# P68 Harman pellet stove Squealling bad



## bullet45 (Feb 1, 2008)

I have a 8 week old p68 that is driving me nuts. Every 15 seconds or so, it makes a loud squeling sound. I have contacted my dealer and he tells me that it is normal and will go away. Has this happen to anybody elses stove? I thought I was buying the best stove, and now am getting worried I have some problems that I may have to live with. Any help would be appreciated. My e mail is bdm@charterinternet.com

Thanks

Brad


----------



## BignBeefy (Feb 1, 2008)

I had the same problem,the auger is squeaking on a klinker or something. Get a bright light,and a big flathead and clean that area well where the auger meets the burn pot.
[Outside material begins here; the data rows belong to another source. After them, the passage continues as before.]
PR #136, opened 2020-08-30
Fix for #135

### LINKED ISSUE #135: rand call to dist of MvTransformed not using rng
Minor thing I noticed:

https://github.com/TuringLang/Bijectors.jl/blob/a3ece9122b8e1c9aa3f81105f6a384d85a09e856/src/transformed_distribution.jl#L134

should be:
```julia
res = hcat([td.transform(rand(rng, td.dist)) for i = 1:num_samples]...)
```

torfjelde:
Fixes #135.

### DIFF
--- a/src/transformed_distribution.jl
+++ b/src/transformed_distribution.jl
@@ -131,7 +131,7 @@ rand(td::MvTransformed) = td.transform(rand(td.dist))
 rand(rng::AbstractRNG, td::MvTransformed) = td.transform(rand(rng, td.dist))
 # TODO: implement more efficiently for flows
 function rand(rng::AbstractRNG, td::MvTransformed, num_samples::Int)
-    res = hcat([td.transform(rand(td.dist)) for i = 1:num_samples]...)
+    res = hcat([td.transform(rand(rng, td.dist)) for i = 1:num_samples]...)
     return res
 end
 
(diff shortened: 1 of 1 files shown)


src/transformed_distribution.jl
```diff
@@ -131,7 +131,7 @@ rand(td::MvTransformed) = td.transform(rand(td.dist))
 rand(rng::AbstractRNG, td::MvTransformed) = td.transform(rand(rng, td.dist))
 # TODO: implement more efficiently for flows
 function rand(rng::AbstractRNG, td::MvTransformed, num_samples::Int)
-    res = hcat([td.transform(rand(td.dist)) for i = 1:num_samples]...)
+    res = hcat([td.transform(rand(rng, td.dist)) for i = 1:num_samples]...)
```
devmotion, line 134: Maybe a good opportunity to change it to
```suggestion
    res = reduce(hcat, [td.transform(rand(rng, td.dist)) for _ in 1:num_samples])
```
or something like
```suggestion
    samples = rand(rng, td.dist, num_samples)
    res = reduce(hcat, map(axes(samples, 2)) do i
        return td.transform(view(samples, :, i))
    end)
```

torfjelde: Good idea! Done :+1:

Solved my problem,just dont bend the auger,although I would imagine it is hard to do


----------



## BubbRubb (Feb 1, 2008)

I have a P68 that is a little over 2 months old.  It started squealing very intermittently about a week ago.  It hasn't done it enough for me to really look at it yet.  I figured it was the auger encountering a longer-than-usual pellet.  I haven't been diligent in cleaning the clinkers that are near the auger as the tool they provide doesn't get in there real well.


----------



## bullet45 (Feb 1, 2008)

I have checked the auger, and it looks to be clean. I will run it empty (if it lasts that long as noisey as it is) If anybody else has any ideas please let me know.

Brad


----------



## webbie (Feb 2, 2008)

"It will go away"

Heck that is wishful thinking! I like an optimist.....

The fact is that some initial problems do solve themselves, but if you have used the stove for a couple of weeks and it still does the same thing, then your dealer should come out and fix it. 

And if a LOUD squealing sound in normal, ask him if he has any Harman factory tech bulletins he can send you which specify this. 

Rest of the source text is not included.